Very wise words from Santa. Of course few of us have a bottomless pit of money and keeping any Pet is usually a significant financial commitment. But personally I would rather have fewer Pets to enable me to be able to afford to meet all Veterinary costs than to have to 'Vet Hop' to find the cheapest deal. Continuity of care for my Pet and building a mutually trusting and respectful relationship with my Vet takes priority for me.
But OP has said she can afford it, but is just considering her options and has had mixed experiences at her vets anyways
It's just a second opinion basically, in my eyes. So she can see where the best place to take them is.
Personally, I just see no problem with going to different vets for whatever reasons. Although I generally keep an individual pet going to the same usual vet, just since the vet records are already there so it makes it slightly easier if, say, you take a very ill pet in they can look back at the records right away and compare.
I have a bird/exotics vet I'd probably always take my birds to. My parents started going to that vet before I was even born. There's another vet I use for cats/rabbits/small animals. My parents started going to them before I was born as well. We've mostly really liked our experiences at these two vets and they have good prices. Also for cats my parents have started to prefer this one other vet that we've used for a few of our cats in just the last few years (I haven't personally been there myself). The first time they went in it was an emergency and then they liked the experience, though it was very expensive, so they went there the next times we had really sick cats.
We have another vet that is good for neutering cats/dogs (loads of experience for that - pretty much their specialty) and also are good for vaccinations, good with feral cats, saved our dog in an emergency spay (pyometra), successfully spotted and treated our cat's serious ear infection (he was in for a neuter at the time), etc. Basically they've been very good with routine things, healthchecks on feral/stray cats etc and have good prices. Although we do most cat/dog vaccs at home by ourselves these days. They also neutered my rabbits, taking a large testicle tumor out of one.
There's a specialist vet we go to for specialist cat/dog things - you can't go there for routine things and you have to get referred (you'd be nuts to go there for routine stuff anyway - they cost a fortune). We have one or two out of hours vets we try to avoid going to due to a bad experience. And over the years we went to one other vet for cat vaccs/spaying, and also one of those 'vaccination clinic days' that they set up at pet stores. We only went to these last two places one or two times though.
There's a couple of exotic vets around that I might try next time I take a new small animal to the vet - I've never gone to them before and would like to see how they are since I've heard good things about them. Or I may go to my usual exotics vets, just depends on the pet/its species/who has the most experience with what is needed.

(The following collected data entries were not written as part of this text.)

PR #1365, opened 2019-07-17
HTTP Open API implementation

troels-im:
This PR creates open API implementation that allows the HTTP interface to be dumped into a JSON file.,


apps/constellation/logging_http_module.hpp
```diff
@@ -30,59 +30,61 @@ class LoggingHttpModule : public http::HTTPModule
...
+          Variant response{Variant::Object()};
+          for (auto const &element : GetLogLevelMap())
+          {
+            response[element.first] = ToString(element.second);
+          }
+
+          return http::CreateJsonResponse(response);
+        });
+
+    Patch("/api/logging/", "TODO(tfr): yet to be written",
```
ejfitzgerald:
```suggestion
    Patch("/api/logging/", "Update the logging level for specified subsystem(s)",
```

apps/constellation/open_api_http_module.hpp
```diff
@@ -0,0 +1,106 @@
...
+          response["paths"] = paths;
+
+          return http::CreateJsonResponse(response);
+        });
+  }
+
+  void Reset(http::HTTPServer *srv)
+  {
+    std::lock_guard<std::mutex> lock(server_lock_);
+    server_ = std::move(srv);
```
ejfitzgerald: I guess move doesn't really make much sense here?

apps/constellation/open_api_http_module.hpp
```diff
@@ -0,0 +1,106 @@
...
+            path[method] = details;
+          }
+
+          response["paths"] = paths;
+
+          return http::CreateJsonResponse(response);
+        });
+  }
+
+  void Reset(http::HTTPServer *srv)
```
ejfitzgerald:
```suggestion
  void Reset(http::HTTPServer *srv = nullptr)
```

Since you sort of use this as a shared pointer kind of wrapper

libs/http/include/http/route.hpp
```diff
@@ -162,10 +202,14 @@ class Route
...
+    return var;
   }
 
-  byte_array::ByteArray            original_;
-  std::vector<match_function_type> match_;
+  byte_array::ByteArray                                                 original_;
+  byte_array::ByteArray                                                 path_;
+  std::vector<match_function_type>                                      match_;
+  std::vector<byte_array::ConstByteArray>                               path_parameters_;
+  std::unordered_map<byte_array::ConstByteArray, validators::Validator> validators_;
```
ejfitzgerald: I think it makes sense to create type aliases for these

libs/http/include/http/server.hpp
```diff
@@ -226,20 +227,42 @@ class HTTPServer : public AbstractHTTPServer
...
+               view_type const &view)
   {
-    views_.push_back({method, Route::FromString(path), view});
+    auto route = Route::FromString(path);
+
+    for (auto const &param : parameters)
+    {
+      validators::Validator v = param.validator;
+      v.description           = param.description;
+      route.AddValidator(param.name, v);
```
ejfitzgerald:
```suggestion
      route.AddValidator(param.name, std::move(v));
```

libs/http/include/http/validators.hpp
```diff
@@ -0,0 +1,49 @@
...
+namespace validators {
+
+struct Validator
+{
+  byte_array::ConstByteArray                      description;
+  std::function<bool(byte_array::ConstByteArray)> validator;
+  variant::Variant                                schema;
+};
+
+inline Validator StringValue(uint16_t min_length = 0, uint16_t max_length = uint16_t(-1))
```
ejfitzgerald: Can we move to a cpp file

libs/ledger/src/tx_status_http_interface.cpp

So I think that's all the vets we go to (currently 4? if you don't count the specialist vet or the out of hours vets) and overall I've had good experiences going to different vets and I don't see why supporting different vets is a bad thing. They're not even necessarily competing with each other - depending on their specialty, location, etc. I don't really do it to shop around though. Me and my family have spent thousands and thousands at vets, it's not like we aren't willing to spend money at one single vet (although I'd draw the line at really expensive vaccs). It's to get the best care for the pet. If I thought the vet was unable to figure out what was wrong with the pet or something, I'd go to another vet and would probably have a good idea which to get the second opinion from since I've "shopped around" already.

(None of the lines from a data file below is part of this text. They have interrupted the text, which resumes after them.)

PR #1366, opened 2019-07-17
Tensor slice/view improvements

baykaner:


libs/math/include/math/tensor.hpp
```diff
@@ -823,6 +843,13 @@ typename Tensor<T, C>::ViewType const Tensor<T, C>::View() const
   return TensorView<Type, ContainerType>(data_, height(), width);
 }
 
+/**
+ * returns a
```
evsmithx: Incomplete docs

libs/math/include/math/tensor.hpp
```diff
@@ -803,6 +810,13 @@ typename Tensor<T, C>::ConstIteratorType Tensor<T, C>::cend() const
 ///////////////////////
 /// View Extraction ///
 ///////////////////////
+
+/**
+ * returns a view of the entire tensor
+ * @tparam T
+ * @tparam C
```
evsmithx: I think T and C should either be documented or removed from this docstring?

evsmithx (approved):
LGTM

PR #1368, opened 2019-07-18
Feature/dkg test script

n-hutton:
script to drive dkg as a standalone app. Usage:

```
$ ./scripts/dkg/test_dkg.py -h
usage: test_dkg.py [-h] dkg_exe output_directory number_nodes threshold

High level DKG test

positional arguments:
  dkg_exe           Location of the dkg binary
  output_directory  directory to put output log files in
  number_nodes      Number of nodes to create
  threshold         Threshold for number of nodes to be honest

optional arguments:
  -h, --help        show this help message and exit
```


libs/dkg/src/dkg_service.cpp
```diff
@@ -433,6 +450,7 @@ State DkgService::OnCollectSignaturesState()
     }
   }
 
+  // TODO(HUT): looks like a bug here
```
n-hutton, line 473: @ejfitzgerald chat in the office? Looks like if round->HasSignature() gets set it can never get out of this state

jinmannwong (approved):

PR #1369, opened 2019-07-18
softmax that works with batch dimension, and  corresponding tests

XiaodongWuFetch:


libs/math/include/math/activation_functions/softmax.hpp
```diff
@@ -99,9 +99,20 @@ void Softmax(ArrayType const &array, ArrayType &ret, typename ArrayType::SizeTyp
   {
     details::Softmax2DImplementation(array, ret, axis);
   }
+  else if ((array.shape().size() == 3) && (ret.shape().size() == 3) && (axis == 0 || axis == 1))
+  {
+    ArrayType tmp_ret = ret.Slice(0, 2).Copy().Squeeze();
```
baykaner: use a view, like this:
auto tmp_ret = ret.View(0).Copy();

libs/math/include/math/activation_functions/softmax.hpp
```diff
@@ -99,9 +99,20 @@ void Softmax(ArrayType const &array, ArrayType &ret, typename ArrayType::SizeTyp
...
+    for (size_t i = 0; i < array.shape()[2]; i++)
+    {
+      details::Softmax2DImplementation(array.Slice(i, 2).Copy().Squeeze(), tmp_ret, axis);
```
baykaner: use a view:
array.View(i).Copy() // no need to squeeze - guaranteed to be 2D

libs/math/include/math/activation_functions/softmax.hpp
```diff
@@ -99,9 +99,20 @@ void Softmax(ArrayType const &array, ArrayType &ret, typename ArrayType::SizeTyp
...
+      ret.Slice(i, 2).Assign(tmp_ret);
```
baykaner: use view assign:
ret.View(i).Assign(tmp_ret);

libs/math/include/math/activation_functions/softmax.hpp
```diff
@@ -99,9 +99,20 @@ void Softmax(ArrayType const &array, ArrayType &ret, typename ArrayType::SizeTyp
...
+    }
+  }
   else
```
baykaner, line 117: add another else if to catch the case for 3D with axis == 2;
in this case you should use Slices

libs/math/tests/math/all_tests/activation_functions/softmax.cpp
```diff
@@ -76,6 +76,26 @@ TYPED_TEST(SoftmaxTest, equal_proportion_test)
...
+
+  TypeParam gt_array({4, 3, 1});
+  gt_array.Fill(typename TypeParam::Type(double(1) / double(3)));
+
+  typename TypeParam::SizeType axis = 0;
+
+  fetch::math::Softmax(test_array, test_array, axis);
+
+  // test correct values
+  for (std::size_t j = 0; j < gt_array.size(); ++j)
```
baykaner: please replace this for loop with something like this:

EXPECT_TRUE(test_array.AllClose(gt_array, fetch::math::function_tolerance<DataType>(), fetch::math::function_tolerance<DataType>()))

this will ensure that different types are tested at a fair precision for each type; and the AllClose will handle the loop and equivalence testing for you

libs/ml/include/ml/ops/activations/logsoftmax.hpp
```diff
@@ -64,17 +64,24 @@ class LogSoftmax : public fetch::ml::Ops<T>
...
+    // 2D softmax with 1 batch dimension
+    else if (inputs.front().get().shape().size() == 3)
     {
-      ArrayType sum;
-      sum = ReduceSum(return_signal, 1 - axis_);
+      assert((axis_ == 1) || (axis_ == 0));
+      ArrayType sum = return_signal.Slice(0, 1 - axis_).Copy();
+      for (size_t i = 0; i < return_signal.shape()[2]; i++)
+      {
+        sum.View(i).Assign(ReduceSum(return_signal.Slice(i, 2).Copy().Squeeze(), 1 - axis_).View());
```
baykaner: this is a pretty confusing 1-liner. Please rewrite as:

auto cur_sum = ReduceSum(return_signal.View(i).Copy(), 1 - axis);
sum.View(i).Assign(cur_sum);

libs/ml/include/ml/ops/activations/softmax.hpp
```diff
@@ -61,17 +61,23 @@ class Softmax : public fetch::ml::Ops<T>
...
     }
-    // 2D softmax
-    else if (inputs.front().get().shape().size() == 2)
+    // 2D softmax with 1 batch dimension
+    else if (inputs.front().get().shape().size() == 3)
     {
-      ArrayType sum;
-      sum = ReduceSum(return_signal, 1 - axis_);
+      assert((axis_ == 1) || (axis_ == 0));
+      ArrayType sum = return_signal.Slice(0, 1 - axis_).Copy();
```
baykaner: please rewrite the implementation as described above for logsoftmax

baykaner (changes requested):

libs/math/include/math/activation_functions/softmax.hpp
XiaodongWuFetch: I am not sure for now if we should implement the activation on batch dimension. It is better that we leave it till someone implemented multi dimension softmax.

libs/math/tests/math/all_tests/activation_functions/softmax.cpp
```diff
@@ -76,6 +76,24 @@ TYPED_TEST(SoftmaxTest, equal_proportion_test)
   }
 }
 
+TYPED_TEST(SoftmaxTest, multi_dimension_test)
```
baykaner, line 79: you should test this for both axis == 0 and axis == 1
also you should try a couple of other values (rather than 1/3 everywhere)

libs/math/include/math/activation_functions/softmax.hpp
```diff
@@ -99,9 +99,24 @@ void Softmax(ArrayType const &array, ArrayType &ret, typename ArrayType::SizeTyp
   {
     details::Softmax2DImplementation(array, ret, axis);
   }
+  else if ((array.shape().size() == 3) && (ret.shape().size() == 3) && (axis == 0 || axis == 1))
+  {
+    auto tmp_ret = ret.View(0).Copy();
```
baykaner, line 106: add a TODO(1320) - Copy()s can be removed when softmax2dimplementation handles IsIterable types

libs/math/include/math/activation_functions/softmax.hpp
```diff
@@ -99,9 +99,24 @@ void Softmax(ArrayType const &array, ArrayType &ret, typename ArrayType::SizeTyp
...
+    for (size_t i = 0; i < array.shape()[2]; i++)
+    {
+      details::Softmax2DImplementation(array.View(i).Copy(), tmp_ret, axis);
+      ret.View(i).Assign(tmp_ret);
+    }
+  }
+  else if ((array.shape().size() == 3) && (ret.shape().size() == 3) && (axis == 2))
```
baykaner, line 113: we can catch this with an assertion

libs/ml/include/ml/ops/activations/logsoftmax.hpp
```diff
@@ -64,17 +64,25 @@ class LogSoftmax : public fetch::ml::Ops<T>
...
     }
-    // 2D softmax
-    else if (inputs.front()->shape().size() == 2)
+    // 2D softmax with 1 batch dimension
+    else if (inputs.front()->shape().size() == 3)
     {
-      ArrayType sum;
-      sum = ReduceSum(return_signal, 1 - axis_);
+      assert((axis_ == 1) || (axis_ == 0));
+      ArrayType sum = return_signal.Slice(0, 1 - axis_).Copy();
```
baykaner: don't slice, construct an empty tensor:
ArrayType sum(shape);

libs/ml/include/ml/ops/activations/logsoftmax.hpp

I even came close to doing that a couple years back when my bird vet wasn't giving my duck the antibiotics he needed (they were unaware of what was legal to give) and I knew another vet I'd gotten different antibiotics from for another of my ducks in the past. We got a second opinion for our elderly cat last year too (vet referred us to the specialist vet), and it turned out she didn't have what the first vet thought after all - they were sure she was dying of heart disease/failure and could see on the xray that she had all this fluid around the heart, specialist vet said her heart was perfectly fine and no fluid around the heart, she had a completely different non-heart issue that was probably treatable, but for unknown reasons she started seizing a day or so after treatment/starting antibiotics and the seizures caused brain damage.
I guess my situation is maybe unique since I have several species of pets (plus this is all the vets I've gone to over my life, but I still go to all but one of them), and also my parents get a say with where to take the cats/dogs (they're shared pets). I guess most people just have rabbits, or their rabbit vets are good with their other pets as well. But I just don't really have a preference I suppose (except with birds). If I got a new pet I'd have to do a pro/con list with which vet to go to, or maybe flip a coin lol.